Tyler Durden's picture




 

For anyone debating whether or not it makes sense to pay some hedge fund manager 2 and 20 to "actively" manage their money, we have the definitive answer: no. As the following chart from BofA's Mary Ann Bartels demonstrates, the correlation between 1 Year rolling returns for the HF community and the S&P just hit an all time high of just under 100%! In other words, alpha is now officially dead - the only strategy left in a world in which all phone conversations with "expert networks" are bugged, and where hedge fund managers actually go to jail for insider trading, is chasing beta. The more levered the better.

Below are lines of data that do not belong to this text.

PR #178, opened 2018-04-29
Format subscriptions in a PEP-8 compliant way

### LINKED ISSUE #157: Slicing is not formatted according to PEP 8
I always found what other formatters are doing here wrong and currently Black is also doing the wrong thing.

### Needs changing

The explicit PEP 8 recommendation is:

**YES**:
```py3
ham[lower + offset : upper + offset]
ham[: upper_fn(x) : step_fn(x)], ham[:: step_fn(x)]
```

~NO~:
```
ham[lower + offset:upper + offset]
ham[:upper_fn(x):step_fn(x)], ham[::step_fn(x)]
```

Essentially, we should treat `:` as an "operator" inside slices when any operand of the slice includes punctuation (dots, brackets, and other math, binary or logic operators).

More examples:
**YES**
```py3
ham[lower * unit + offset * unit : upper * unit + offset * unit]
```

~NO~:
```
ham[lower*unit+offset*unit : upper*unit+offset*unit]
```

Note that PEP 8 allows for the following that [we cannot properly enforce](https://github.com/ambv/black/issues/148):
```
ham[lower+offset : upper+offset]
```

Black won't do that because "lower", "upper", or "offset" can be arbitrary complexity and then operator hugging isn't improving readability anymore.

### Already well formatted
Black is already formatting the other PEP 8 recommendation well:

**YES**:
```py3
ham[1:9], ham[1:9:3], ham[:9:3], ham[1::3], ham[1:9:]
ham[lower:upper], ham[lower:upper:], ham[lower::step]
```

~NO~:
```
ham[1: 9], ham[1 :9], ham[1:9 :3]
ham[lower : : upper]
ham[ : upper]
```

(edited: a previous version of this issue suggested hugging operators but I since realized this cannot be performed consistently)

zsol:
Fixes #157


zsol:
Looks like we'll need to disable `E203`

ambv:
E203 is spaces before commas. Where do we need to do that?

zsol:
There's an E203 on this line: https://github.com/ambv/black/blob/1c8a6200c03e8452dde91aeda12f0c6f0738f8dd/black.py#L2104

zsol:
this seems relevant https://github.com/PyCQA/pycodestyle/issues/373

ambv:
Welp, OK, then the rule is stupid. We need to add it to docs as one of the stupid rules (next to W503).

README.md
```diff
@@ -302,6 +302,19 @@ This behaviour may raise ``W503 line break before binary operator`` warnings in
 style guide enforcement tools like Flake8. Since ``W503`` is not PEP 8 compliant,
 you should tell Flake8 to ignore these warnings.
 
+### Whiespace In Subscripts and ``:``
+
+PEP 8 [recommends](https://www.python.org/dev/peps/pep-0008/#whitespace-in-expressions-and-statements)
+to treat ``:`` in slices as a binary operator with the lowest priority, and to
+leave an equal amount of space on either side, except if a parameter is omitted
+(e.g. ``ham[1 + 1:]``). It also states that for extended slices, both ``:``
```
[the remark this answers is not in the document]
zsol: Yes, this is a typo. Well spotted :)

black.py
```diff
@@ -1349,7 +1388,7 @@ def whitespace(leaf: Leaf) -> str:  # noqa C901
 
         elif prevp.type == token.COLON:
             if prevp.parent and prevp.parent.type in {syms.subscript, syms.sliceop}:
-                return NO
+                return SPACE if complex_subscript else NO
```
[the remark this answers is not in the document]
zsol: This needs to return `SPACE` because otherwise control would flow to this block of `if`s https://github.com/ambv/black/blob/8f6b5048fcb71bc59399fd7b5511d6e229033b4c/black.py#L1414

Unless you prefer to handle this case down there too

black.py
```diff
@@ -698,6 +715,13 @@ def maybe_decrement_after_lambda_arguments(self, leaf: Leaf) -> bool:
 
         return False
 
+    def get_open_lsqb(self, leaf: Leaf) -> Optional[Leaf]:
+        """Returns the most recent opening square bracket at `leaf` (if any)."""
```
ambv: 1. Adding a `leaf` argument to `get_open_lsqb()` creates a rather bizarre signature. It suggests that `leaf`'s position on the line has something to do with the result but it doesn't. It's simply a special case if `leaf` itself is a LSQB and is not otherwise used.  I think that path should be handled directly in `is_complex_subscript()`.

2. nit: docstrings should be in imperative: "Return" rather than "Returns".

black.py
```diff
@@ -726,7 +750,9 @@ def append(self, leaf: Leaf, preformatted: bool = False) -> None:
         if self.leaves and not preformatted:
             # Note: at this point leaf.prefix should be empty except for
             # imports, for which we only preserve newlines.
-            leaf.prefix += whitespace(leaf)
+            leaf.prefix += whitespace(
```
ambv: Yeah, much better.

black.py
```diff
@@ -920,6 +946,22 @@ def remove_trailing_comma(self) -> None:
                 self.comments[i] = (comma_index - 1, comment)
         self.leaves.pop()
 
+    def is_complex_subscript(self, leaf: Leaf) -> bool:
+        """Returns True iff `leaf` is part of a slice with non-trivial exprs."""
```
ambv: Ditto about imperative.

black.py
```diff
@@ -1328,7 +1377,14 @@ def whitespace(leaf: Leaf) -> str:  # noqa C901
...
 
         if t == token.COLON:
-            return SPACE if prevp.type == token.COMMA else NO
+            if prevp.type == token.COLON:
+                return NO
+
+            elif prevp.type != token.COMMA and not complex_subscript:
+                return NO
+
+            else:
```
ambv: Much better!

nit: `else` is unnecessary

PR #180, opened 2018-04-29
Removing empty parentheses after class name

skapil:
Hi @ambv,
This is WIP.
would like to get early feedback on this as this is my first PR request.
This is working but 2 tests are failing, I am working on them to fix(if you have any suggestion to pass, would be appreciated). I am also in working on adding new tests after fixing the failed tests.

### DIFF
--- a/black.py
+++ b/black.py
@@ -744,6 +744,9 @@ class Line:
         if not has_value:
             return
 
+        if token.COLON == leaf.type and self.is_class_parenth_empty:
+            del self.leaves[-2:]
+
         if self.leaves and not preformatted:
             # Note: at this point leaf.prefix should be empty except for
             # imports, for which we only preserve newlines.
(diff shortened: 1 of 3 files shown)


ambv:
Nice! Thanks for working on this. ✨ 🍰 ✨  

High-level comments:
- LineGenerator doesn't need `leaves` and also shouldn't modify the line directly, that breaks the line's BracketTracker;
- your transformation fits `Line.append()` best:
   - before you append the leaf, check if it's a token.COLON
   - if it is, check whether:
      - you are a class definition; and
      - the current number of leaves is 4; and
      - the previous two leaves are token.LPAR, token.RPAR
   - if so, pop() the two last leaves

That will ensure you are only deleting the right colons, and there is always the right amount of leaves so we will have no index errors, and that BracketTracker is happy.

skapil:
@ambv please have a look 👀

ambv:
Alright, this looks good to go!

Thanks! ✨ 🍰 ✨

Which explains not only the dramatic surge in market vol in the past several months as the entire "hedge fund hotel" shifts from one side of the boat to the other at the same time to catch the next wave, but that anyone deluding themselves that there is any alpha left in this market which is now entirely controlled by the central planning authorities, should probably reassess their strategy. Bartels puts it most succinctly: "Hedge Fund 1-year rolling correlations to the S&P 500 are at historic highs. Sustainable high correlations to the equity market have not been a typical pattern. This begs the question: are there too many hedge funds chasing too few returns?" The answer is all too obvious, and absent something changing dramatically very soon, we believe this is the beginning of the great unwind for the nearly $2 trillion in AUM held by Hedge Funds, and their transition to passive strategies. After all why pay at least 20% of any upside, when one can hand over less than 1% in transactions costs to the SPY or ES or any of the 8 trillion other ETFs peddled by Blackrock?

And those curious if there is any strategy that is not nearly 100% correlated to the S&P, we have the answer:

Currently Merger Arbitrage strategy has the highest 1-yr correlation with S&P 500. Macro and Managed Futures have lowest correlation (besides short biased), although their correlation has grown noticeably.

Said otherwise: no. Check the chart below.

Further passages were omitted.